Articles on how big data can increase sales and customer connection are all over the internet. “Big data” refers to data sets that require new processing and storage methods due to size and complexity. People are buzzing about it, but big data is often discussed in isolation, and this makes it seem like a catch-all-solution.
Academic research & big data
Coming from an academic background, I see big data’s potential differently. For me, its true potential lies in an opportunity to examine how theories developed in lab studies play out on a larger scale across different contexts. It’s a chance to understand the exceptions, small populations, and the concepts that truly are universal.
In his book Dataclysm, Christian Rudder, describes one of the first attempts to connect big data to academic research. Because of its ”bigness,” these datasets allow for a more complete description of some populations than ever before. Through multiple sources, we can understand the shared features of specific groups by combining what people write across various public forums.
Study social issues with big data
Big data also allows researchers to study the things that people don’t say, out of concern for social conventions.
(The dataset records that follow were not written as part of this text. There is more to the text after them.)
PR #628, opened 2024-11-04
[3.x] Disable checkout button and add notice if not in stock

BobWez98:
Whenever a product in cart is out of stock, there will be a notice with the product that notifies the user of the product being out of stock. This functionality also disables the "proceed to checkout" button.

V2: #627 

Internally there's a story to have some extra frontend added for this.


resources/js/package.js
```diff
@@ -92,6 +92,15 @@ function init() {
...
                 }
             },
+
+            canOrderCartItem(item) {
+                if ('stock_item' in item.product && 'in_stock' in item.product.stock_item && item.product.stock_item.in_stock !== null) {
+                    return item.product.stock_item.in_stock
+                }
+
+                return true
+            },
```
indykoning, line 102: The Cart Store may be a more logical place for this.
We're already adding additional data to items here https://github.com/rapidez/core/blob/c2a0bd78042822d5ac94e832acf958a0dda17092/resources/js/stores/useCart.js#L203

Maybe we could do it in a way to polyfill the currently broken `is_available` so once we drop support for Magento versions that do have it in it's broken state we can remove this code without breaking changes to the frontend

For instance, search history reveals racial biases that people don’t vocalize. This is a similar concept to what psychologists refer to as implicit prejudice; a gut feeling of aversion toward someone who’s not part of their group, which negatively affects everything from social interactions to hiring decisions.
There are differences between search history and implicit prejudice in that the former can reveal what people don’t want to say, whereas implicit prejudice measures can reveal what people don’t know they feel. Additionally, whereas laboratory studies tell us how hidden prejudice influences social interactions, big data tells us that unvoiced prejudice influences election results. Together, these sources deepen our understanding of a complicated social issue.
Improve retail with big data
By now, you might be wondering how this applies to retail. At CTi this is a question that we’re beginning to answer. For instance, we’re fusing big data with findings from group psychology to study how to best personalize customer experiences across digital and physical platforms. This combined research will allow us to understand features that are similar and different across platforms and will help us create the same positive experiences no matter how a customer is interacting with us.
But this is just the beginning. We want to be more than retail to our customers, and with connected research we can determine how to meet and support the broader needs of Canadians as they grow.